━━━━━ INFORMATION SUPPLIED ━━━━━
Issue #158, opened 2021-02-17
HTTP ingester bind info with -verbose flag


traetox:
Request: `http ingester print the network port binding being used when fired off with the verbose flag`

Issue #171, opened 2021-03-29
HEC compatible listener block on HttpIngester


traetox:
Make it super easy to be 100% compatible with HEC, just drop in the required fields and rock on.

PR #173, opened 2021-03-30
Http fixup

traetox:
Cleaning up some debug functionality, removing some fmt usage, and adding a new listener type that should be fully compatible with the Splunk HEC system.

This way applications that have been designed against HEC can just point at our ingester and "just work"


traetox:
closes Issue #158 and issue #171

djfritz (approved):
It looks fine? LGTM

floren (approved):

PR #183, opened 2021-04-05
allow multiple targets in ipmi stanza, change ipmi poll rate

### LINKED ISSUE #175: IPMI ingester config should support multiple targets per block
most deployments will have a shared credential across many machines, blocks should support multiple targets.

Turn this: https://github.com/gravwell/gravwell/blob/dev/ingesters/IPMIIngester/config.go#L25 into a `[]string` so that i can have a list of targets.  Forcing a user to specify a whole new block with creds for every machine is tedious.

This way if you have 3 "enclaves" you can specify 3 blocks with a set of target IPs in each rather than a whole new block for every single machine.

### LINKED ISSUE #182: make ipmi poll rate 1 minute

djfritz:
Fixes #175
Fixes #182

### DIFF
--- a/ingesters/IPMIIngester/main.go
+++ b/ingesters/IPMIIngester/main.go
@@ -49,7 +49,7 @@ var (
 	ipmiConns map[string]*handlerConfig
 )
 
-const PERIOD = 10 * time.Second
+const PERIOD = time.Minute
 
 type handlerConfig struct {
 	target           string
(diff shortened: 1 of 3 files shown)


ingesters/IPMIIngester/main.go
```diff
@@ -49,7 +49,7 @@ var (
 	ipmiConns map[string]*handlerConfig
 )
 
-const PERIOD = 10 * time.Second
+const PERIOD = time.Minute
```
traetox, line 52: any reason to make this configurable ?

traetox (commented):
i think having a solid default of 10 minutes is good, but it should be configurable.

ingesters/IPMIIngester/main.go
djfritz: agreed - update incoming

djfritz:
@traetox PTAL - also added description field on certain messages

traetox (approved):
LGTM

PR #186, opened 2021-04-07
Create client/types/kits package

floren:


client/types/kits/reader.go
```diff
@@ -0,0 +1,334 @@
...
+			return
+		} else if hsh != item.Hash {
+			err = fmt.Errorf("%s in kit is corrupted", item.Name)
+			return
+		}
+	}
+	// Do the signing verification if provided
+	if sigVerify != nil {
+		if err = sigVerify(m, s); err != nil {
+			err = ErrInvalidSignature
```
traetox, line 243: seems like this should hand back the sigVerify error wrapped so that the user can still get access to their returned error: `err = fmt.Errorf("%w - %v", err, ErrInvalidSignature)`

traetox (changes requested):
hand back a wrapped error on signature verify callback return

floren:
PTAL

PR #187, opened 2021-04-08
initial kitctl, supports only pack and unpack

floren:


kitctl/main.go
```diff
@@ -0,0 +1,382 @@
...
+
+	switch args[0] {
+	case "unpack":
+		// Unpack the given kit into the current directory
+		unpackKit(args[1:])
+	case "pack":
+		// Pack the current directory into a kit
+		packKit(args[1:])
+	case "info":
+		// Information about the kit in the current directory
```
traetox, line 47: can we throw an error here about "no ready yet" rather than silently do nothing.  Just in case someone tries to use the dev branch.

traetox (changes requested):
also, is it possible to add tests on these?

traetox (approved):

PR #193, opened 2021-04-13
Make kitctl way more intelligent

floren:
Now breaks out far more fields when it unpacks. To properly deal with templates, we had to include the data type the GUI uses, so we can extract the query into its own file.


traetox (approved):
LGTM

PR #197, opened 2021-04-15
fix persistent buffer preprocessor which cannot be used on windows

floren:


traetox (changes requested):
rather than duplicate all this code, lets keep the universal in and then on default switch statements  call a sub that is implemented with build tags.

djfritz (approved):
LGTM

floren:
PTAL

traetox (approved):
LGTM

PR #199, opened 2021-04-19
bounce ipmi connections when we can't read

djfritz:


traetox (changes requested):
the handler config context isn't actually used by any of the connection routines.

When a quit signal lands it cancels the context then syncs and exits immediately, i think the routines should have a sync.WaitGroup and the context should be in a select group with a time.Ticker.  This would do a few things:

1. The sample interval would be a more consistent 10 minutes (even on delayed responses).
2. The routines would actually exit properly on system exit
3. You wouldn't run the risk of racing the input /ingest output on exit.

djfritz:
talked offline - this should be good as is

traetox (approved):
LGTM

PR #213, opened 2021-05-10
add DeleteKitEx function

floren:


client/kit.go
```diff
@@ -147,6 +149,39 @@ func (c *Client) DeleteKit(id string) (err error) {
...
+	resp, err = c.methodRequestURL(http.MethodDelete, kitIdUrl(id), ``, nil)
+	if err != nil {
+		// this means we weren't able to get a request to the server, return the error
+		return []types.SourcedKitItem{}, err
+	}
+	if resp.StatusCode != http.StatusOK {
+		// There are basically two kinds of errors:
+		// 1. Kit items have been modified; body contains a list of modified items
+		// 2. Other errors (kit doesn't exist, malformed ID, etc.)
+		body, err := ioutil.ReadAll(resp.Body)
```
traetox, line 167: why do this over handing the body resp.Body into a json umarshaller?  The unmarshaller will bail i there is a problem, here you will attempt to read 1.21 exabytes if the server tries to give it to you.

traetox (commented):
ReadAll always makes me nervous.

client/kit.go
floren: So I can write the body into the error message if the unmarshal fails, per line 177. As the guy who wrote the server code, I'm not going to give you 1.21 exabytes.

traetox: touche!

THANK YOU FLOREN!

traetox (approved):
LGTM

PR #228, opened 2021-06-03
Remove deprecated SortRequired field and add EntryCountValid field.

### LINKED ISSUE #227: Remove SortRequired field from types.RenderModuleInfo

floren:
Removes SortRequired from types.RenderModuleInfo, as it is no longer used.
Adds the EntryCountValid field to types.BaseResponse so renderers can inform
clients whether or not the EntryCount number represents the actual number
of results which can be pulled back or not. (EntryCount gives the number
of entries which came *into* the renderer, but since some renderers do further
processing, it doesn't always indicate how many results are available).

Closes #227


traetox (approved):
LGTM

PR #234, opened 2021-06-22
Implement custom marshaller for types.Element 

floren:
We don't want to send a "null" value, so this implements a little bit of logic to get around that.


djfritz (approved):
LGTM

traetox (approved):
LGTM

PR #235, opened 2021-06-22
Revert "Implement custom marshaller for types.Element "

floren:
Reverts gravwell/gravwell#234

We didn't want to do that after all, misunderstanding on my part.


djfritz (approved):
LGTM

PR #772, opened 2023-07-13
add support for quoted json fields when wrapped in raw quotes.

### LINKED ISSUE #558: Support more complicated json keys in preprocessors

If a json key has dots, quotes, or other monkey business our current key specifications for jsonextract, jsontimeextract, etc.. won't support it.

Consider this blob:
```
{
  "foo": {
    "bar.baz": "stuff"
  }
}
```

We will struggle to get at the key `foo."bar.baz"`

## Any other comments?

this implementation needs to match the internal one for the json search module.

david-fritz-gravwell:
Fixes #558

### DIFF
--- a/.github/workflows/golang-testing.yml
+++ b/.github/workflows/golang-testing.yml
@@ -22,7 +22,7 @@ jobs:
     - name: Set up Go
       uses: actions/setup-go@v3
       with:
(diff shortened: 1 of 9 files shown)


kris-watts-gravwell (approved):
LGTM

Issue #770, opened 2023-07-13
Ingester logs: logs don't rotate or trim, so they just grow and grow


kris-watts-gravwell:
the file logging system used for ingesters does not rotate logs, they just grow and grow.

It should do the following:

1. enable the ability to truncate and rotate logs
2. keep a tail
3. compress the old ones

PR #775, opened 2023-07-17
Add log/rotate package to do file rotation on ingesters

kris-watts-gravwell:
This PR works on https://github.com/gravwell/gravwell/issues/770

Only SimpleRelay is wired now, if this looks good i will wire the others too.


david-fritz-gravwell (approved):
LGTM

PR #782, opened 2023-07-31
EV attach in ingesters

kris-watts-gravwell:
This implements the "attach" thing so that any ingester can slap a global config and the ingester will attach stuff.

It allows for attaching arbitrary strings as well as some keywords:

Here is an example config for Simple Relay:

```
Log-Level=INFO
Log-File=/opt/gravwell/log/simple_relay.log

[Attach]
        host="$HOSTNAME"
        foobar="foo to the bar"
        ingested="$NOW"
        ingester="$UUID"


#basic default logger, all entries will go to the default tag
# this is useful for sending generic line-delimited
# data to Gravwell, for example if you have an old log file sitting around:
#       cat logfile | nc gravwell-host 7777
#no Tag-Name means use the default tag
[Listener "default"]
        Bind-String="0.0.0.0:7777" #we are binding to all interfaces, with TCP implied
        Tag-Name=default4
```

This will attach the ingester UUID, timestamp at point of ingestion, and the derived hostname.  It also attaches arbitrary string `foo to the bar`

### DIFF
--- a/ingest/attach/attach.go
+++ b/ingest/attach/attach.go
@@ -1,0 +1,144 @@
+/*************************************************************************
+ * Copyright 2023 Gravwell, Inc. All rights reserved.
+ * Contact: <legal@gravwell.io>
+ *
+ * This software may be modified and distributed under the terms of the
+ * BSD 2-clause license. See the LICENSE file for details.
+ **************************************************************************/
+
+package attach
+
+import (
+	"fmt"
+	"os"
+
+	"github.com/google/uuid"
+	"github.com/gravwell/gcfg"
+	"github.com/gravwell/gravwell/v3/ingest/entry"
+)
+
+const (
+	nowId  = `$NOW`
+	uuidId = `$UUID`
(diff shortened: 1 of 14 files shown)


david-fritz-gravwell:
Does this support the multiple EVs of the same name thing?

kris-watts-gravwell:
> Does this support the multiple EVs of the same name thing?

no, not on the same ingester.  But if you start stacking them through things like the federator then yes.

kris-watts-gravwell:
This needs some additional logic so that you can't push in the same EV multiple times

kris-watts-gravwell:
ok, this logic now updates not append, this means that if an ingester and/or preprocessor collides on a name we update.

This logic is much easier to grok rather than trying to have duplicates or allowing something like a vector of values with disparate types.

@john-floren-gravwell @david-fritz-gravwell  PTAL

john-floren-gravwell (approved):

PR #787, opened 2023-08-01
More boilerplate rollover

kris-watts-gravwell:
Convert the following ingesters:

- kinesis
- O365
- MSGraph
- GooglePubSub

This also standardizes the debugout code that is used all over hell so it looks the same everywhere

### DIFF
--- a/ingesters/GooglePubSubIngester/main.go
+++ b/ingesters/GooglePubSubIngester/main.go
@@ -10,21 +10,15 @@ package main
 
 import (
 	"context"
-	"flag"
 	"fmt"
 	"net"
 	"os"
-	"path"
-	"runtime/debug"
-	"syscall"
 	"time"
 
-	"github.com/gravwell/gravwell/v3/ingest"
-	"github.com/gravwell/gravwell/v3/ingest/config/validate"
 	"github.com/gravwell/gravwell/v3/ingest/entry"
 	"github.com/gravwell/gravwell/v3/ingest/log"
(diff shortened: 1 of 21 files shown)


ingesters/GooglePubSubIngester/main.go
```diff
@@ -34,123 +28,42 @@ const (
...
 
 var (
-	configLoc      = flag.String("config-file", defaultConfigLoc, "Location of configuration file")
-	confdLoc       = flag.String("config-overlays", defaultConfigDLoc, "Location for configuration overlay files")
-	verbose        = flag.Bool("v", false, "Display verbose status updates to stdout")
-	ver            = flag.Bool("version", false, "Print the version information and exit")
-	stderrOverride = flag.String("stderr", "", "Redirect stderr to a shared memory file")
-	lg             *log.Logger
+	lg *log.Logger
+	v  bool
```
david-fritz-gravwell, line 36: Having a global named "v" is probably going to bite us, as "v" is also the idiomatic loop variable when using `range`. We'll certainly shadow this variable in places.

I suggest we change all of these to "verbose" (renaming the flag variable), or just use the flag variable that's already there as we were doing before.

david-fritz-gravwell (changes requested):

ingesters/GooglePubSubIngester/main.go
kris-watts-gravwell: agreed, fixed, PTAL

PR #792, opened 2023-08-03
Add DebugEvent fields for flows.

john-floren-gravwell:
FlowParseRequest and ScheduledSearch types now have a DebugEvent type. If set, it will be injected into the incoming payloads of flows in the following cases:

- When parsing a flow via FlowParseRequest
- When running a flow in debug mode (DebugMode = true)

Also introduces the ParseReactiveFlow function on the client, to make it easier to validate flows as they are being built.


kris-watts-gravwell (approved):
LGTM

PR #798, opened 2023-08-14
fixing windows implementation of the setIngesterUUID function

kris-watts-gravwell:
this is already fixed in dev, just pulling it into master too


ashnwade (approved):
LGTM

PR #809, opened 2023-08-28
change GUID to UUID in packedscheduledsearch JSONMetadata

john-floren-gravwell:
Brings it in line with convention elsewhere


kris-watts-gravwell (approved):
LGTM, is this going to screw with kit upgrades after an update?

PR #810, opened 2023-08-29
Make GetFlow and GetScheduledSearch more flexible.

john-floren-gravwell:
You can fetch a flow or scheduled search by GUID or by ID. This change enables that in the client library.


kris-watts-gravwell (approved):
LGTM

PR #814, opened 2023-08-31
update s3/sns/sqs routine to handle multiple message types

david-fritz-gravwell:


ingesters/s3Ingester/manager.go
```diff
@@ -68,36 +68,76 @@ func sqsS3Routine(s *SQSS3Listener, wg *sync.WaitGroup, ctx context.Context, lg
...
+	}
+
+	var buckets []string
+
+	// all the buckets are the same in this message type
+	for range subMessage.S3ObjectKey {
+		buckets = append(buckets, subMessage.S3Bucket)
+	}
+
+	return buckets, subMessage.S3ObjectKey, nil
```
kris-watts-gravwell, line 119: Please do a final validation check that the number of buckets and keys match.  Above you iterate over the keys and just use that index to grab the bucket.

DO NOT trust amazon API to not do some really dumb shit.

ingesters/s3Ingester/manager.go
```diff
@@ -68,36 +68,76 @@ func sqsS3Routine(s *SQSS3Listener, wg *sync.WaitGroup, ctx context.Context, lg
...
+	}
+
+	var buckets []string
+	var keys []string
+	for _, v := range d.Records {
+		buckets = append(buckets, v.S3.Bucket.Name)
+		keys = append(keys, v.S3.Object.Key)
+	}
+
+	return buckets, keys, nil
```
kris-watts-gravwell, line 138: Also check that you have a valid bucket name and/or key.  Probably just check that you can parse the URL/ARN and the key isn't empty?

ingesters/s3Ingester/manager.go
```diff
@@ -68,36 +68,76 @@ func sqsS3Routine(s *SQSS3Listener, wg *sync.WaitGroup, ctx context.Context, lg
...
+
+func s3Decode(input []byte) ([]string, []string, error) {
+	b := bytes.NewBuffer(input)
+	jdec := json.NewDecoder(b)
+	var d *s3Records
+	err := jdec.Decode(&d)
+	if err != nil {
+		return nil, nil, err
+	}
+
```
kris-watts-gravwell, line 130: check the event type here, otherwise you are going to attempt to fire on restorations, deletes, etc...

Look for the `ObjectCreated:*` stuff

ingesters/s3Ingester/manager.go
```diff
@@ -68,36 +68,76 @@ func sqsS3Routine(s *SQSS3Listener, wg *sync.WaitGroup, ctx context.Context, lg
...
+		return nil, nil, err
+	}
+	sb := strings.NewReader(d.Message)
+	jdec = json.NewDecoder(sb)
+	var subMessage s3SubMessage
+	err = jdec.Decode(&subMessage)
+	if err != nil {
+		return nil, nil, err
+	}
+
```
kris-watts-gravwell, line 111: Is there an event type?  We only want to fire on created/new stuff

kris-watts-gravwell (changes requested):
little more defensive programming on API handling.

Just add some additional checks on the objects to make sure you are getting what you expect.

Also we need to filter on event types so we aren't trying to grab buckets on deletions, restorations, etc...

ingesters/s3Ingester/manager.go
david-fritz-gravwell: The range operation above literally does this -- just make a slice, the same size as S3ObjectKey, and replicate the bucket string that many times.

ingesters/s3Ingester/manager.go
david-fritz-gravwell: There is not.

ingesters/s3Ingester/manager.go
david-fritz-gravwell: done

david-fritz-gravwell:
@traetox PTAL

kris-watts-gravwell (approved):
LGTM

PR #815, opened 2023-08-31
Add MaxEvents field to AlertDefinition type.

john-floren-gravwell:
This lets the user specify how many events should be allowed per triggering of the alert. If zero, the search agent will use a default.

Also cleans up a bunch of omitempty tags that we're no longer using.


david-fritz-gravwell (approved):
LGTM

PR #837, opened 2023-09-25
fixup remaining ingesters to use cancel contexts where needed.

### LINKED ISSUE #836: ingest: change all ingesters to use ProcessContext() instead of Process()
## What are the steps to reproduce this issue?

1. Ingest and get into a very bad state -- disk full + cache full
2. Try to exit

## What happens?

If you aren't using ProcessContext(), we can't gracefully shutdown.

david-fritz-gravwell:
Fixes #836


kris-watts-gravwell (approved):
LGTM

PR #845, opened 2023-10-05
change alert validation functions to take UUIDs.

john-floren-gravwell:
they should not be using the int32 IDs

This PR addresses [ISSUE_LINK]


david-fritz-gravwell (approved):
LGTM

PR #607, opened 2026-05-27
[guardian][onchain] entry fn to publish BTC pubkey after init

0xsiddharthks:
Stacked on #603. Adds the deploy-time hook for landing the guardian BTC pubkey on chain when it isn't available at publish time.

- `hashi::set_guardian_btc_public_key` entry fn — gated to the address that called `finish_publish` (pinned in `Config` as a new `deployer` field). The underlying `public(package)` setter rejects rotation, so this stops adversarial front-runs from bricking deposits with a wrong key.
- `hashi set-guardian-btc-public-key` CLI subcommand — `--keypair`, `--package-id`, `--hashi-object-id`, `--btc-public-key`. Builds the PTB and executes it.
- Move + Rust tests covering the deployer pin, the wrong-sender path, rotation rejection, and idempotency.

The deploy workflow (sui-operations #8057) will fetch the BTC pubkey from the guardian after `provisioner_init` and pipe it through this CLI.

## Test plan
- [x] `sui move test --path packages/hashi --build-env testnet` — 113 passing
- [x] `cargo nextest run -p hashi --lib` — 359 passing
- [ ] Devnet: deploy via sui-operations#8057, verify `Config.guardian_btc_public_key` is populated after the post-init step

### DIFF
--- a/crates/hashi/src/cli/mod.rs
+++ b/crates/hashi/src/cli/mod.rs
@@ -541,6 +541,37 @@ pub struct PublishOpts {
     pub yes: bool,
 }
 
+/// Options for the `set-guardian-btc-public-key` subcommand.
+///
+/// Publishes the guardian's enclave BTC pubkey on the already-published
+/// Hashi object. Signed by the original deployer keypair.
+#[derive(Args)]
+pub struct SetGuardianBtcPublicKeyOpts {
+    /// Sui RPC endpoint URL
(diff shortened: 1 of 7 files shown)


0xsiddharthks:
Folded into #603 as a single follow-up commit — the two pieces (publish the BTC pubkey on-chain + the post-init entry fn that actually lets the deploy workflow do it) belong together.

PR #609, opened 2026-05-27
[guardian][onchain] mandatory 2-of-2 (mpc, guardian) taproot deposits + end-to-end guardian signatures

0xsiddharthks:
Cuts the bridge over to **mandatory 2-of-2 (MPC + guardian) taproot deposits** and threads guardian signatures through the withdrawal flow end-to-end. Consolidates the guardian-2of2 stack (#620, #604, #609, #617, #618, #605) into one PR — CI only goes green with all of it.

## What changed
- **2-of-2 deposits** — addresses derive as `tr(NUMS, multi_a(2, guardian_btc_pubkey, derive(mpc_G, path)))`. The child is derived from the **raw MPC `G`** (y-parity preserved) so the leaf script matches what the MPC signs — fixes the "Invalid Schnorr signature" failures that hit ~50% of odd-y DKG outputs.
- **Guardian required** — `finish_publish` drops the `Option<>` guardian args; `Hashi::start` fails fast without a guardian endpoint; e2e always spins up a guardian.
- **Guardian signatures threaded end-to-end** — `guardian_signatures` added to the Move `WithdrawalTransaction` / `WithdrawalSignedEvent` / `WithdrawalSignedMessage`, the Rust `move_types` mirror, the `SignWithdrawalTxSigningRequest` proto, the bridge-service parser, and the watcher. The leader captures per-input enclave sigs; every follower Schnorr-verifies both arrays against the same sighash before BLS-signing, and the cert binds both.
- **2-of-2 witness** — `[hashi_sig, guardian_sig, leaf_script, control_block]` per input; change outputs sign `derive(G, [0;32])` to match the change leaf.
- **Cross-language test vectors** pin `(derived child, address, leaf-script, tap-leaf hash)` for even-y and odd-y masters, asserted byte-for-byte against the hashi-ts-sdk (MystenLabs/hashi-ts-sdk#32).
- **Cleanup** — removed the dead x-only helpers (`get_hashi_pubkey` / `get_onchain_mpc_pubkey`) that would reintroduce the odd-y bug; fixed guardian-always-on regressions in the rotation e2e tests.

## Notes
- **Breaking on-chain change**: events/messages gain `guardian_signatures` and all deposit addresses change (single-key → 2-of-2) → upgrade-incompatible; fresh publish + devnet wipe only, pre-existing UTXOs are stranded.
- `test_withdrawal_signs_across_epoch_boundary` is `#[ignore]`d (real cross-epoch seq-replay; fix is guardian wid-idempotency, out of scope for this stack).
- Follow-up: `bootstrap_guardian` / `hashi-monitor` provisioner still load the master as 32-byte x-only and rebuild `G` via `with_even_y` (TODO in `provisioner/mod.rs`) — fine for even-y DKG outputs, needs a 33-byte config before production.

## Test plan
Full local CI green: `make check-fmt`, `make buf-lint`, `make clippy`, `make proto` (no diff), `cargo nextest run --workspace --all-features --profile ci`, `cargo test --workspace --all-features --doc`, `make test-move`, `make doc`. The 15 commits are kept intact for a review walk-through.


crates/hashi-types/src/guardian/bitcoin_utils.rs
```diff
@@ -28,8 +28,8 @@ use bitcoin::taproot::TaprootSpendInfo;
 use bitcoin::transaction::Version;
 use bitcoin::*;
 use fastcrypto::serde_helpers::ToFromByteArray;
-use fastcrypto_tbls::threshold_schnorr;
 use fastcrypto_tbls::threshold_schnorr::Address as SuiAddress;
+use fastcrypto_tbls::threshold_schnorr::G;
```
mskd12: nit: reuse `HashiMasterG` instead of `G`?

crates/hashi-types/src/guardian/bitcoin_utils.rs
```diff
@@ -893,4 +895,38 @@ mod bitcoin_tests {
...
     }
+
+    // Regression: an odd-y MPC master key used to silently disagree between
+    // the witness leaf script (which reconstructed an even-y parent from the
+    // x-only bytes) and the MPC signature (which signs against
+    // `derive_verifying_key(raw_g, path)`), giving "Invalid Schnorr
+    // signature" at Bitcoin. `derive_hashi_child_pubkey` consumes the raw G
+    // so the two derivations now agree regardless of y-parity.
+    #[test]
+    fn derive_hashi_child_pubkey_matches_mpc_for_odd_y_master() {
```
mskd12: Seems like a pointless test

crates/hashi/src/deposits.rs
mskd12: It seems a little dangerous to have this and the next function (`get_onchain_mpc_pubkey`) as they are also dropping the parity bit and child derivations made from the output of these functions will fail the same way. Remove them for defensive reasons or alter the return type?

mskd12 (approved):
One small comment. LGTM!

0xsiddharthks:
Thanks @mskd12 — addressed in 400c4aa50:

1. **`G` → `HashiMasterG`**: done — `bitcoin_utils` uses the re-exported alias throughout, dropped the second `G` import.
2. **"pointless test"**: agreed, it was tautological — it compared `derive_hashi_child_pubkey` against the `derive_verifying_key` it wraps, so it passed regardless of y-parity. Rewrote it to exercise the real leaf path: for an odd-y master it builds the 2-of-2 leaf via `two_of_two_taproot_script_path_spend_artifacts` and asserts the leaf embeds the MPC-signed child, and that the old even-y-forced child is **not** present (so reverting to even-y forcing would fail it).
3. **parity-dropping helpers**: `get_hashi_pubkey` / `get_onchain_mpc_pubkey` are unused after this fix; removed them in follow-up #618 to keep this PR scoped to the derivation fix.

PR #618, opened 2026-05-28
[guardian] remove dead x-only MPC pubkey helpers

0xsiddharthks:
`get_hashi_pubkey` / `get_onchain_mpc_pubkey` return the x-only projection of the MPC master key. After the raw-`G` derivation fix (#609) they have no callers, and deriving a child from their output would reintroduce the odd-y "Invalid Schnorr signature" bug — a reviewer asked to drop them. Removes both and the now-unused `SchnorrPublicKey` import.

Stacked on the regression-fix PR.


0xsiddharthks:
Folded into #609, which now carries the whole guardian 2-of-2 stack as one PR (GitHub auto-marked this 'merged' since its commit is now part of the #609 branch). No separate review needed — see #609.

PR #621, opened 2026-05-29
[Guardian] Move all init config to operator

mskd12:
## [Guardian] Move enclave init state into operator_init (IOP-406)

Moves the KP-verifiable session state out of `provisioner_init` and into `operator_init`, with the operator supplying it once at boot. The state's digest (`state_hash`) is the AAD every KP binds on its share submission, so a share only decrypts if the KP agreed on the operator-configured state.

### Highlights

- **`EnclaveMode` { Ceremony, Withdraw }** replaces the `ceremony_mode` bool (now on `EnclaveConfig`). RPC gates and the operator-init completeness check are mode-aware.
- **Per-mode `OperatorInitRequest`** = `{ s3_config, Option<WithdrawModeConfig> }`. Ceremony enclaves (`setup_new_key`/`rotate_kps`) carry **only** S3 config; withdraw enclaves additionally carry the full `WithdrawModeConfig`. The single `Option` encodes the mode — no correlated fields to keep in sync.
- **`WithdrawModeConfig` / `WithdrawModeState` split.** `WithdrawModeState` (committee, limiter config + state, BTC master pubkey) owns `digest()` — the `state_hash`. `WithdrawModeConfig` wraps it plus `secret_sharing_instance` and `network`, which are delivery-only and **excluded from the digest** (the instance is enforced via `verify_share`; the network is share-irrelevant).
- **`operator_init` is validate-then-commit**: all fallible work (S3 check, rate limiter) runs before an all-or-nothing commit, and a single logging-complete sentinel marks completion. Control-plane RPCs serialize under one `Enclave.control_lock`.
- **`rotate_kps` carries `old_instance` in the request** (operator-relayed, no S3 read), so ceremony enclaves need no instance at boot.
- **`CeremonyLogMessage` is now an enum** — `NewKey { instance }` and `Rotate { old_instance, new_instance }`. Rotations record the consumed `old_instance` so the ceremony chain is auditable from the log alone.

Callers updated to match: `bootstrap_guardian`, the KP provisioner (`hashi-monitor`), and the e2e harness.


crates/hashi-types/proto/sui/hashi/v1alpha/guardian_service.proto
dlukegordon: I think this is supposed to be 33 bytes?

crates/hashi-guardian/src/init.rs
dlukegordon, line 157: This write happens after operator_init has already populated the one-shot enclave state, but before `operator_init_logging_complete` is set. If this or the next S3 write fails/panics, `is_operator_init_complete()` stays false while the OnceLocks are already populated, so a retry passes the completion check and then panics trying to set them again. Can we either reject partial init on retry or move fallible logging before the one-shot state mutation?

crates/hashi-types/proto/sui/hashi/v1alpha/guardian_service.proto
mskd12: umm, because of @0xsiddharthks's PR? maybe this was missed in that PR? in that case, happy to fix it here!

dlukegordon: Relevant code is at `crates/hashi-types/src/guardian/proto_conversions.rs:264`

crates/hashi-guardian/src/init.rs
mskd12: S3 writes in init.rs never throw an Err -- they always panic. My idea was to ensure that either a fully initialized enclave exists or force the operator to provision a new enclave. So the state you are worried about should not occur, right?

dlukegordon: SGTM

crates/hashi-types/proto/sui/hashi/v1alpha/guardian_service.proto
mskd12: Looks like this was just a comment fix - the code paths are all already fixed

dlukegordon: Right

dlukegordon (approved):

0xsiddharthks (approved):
━━━━━
ASSIGNMENT:
Your response should be each line that includes the word "NewDecoder", copied from the records.

ANSWER TO THIS PROBLEM:
+	jdec := json.NewDecoder(b)
+	jdec = json.NewDecoder(sb)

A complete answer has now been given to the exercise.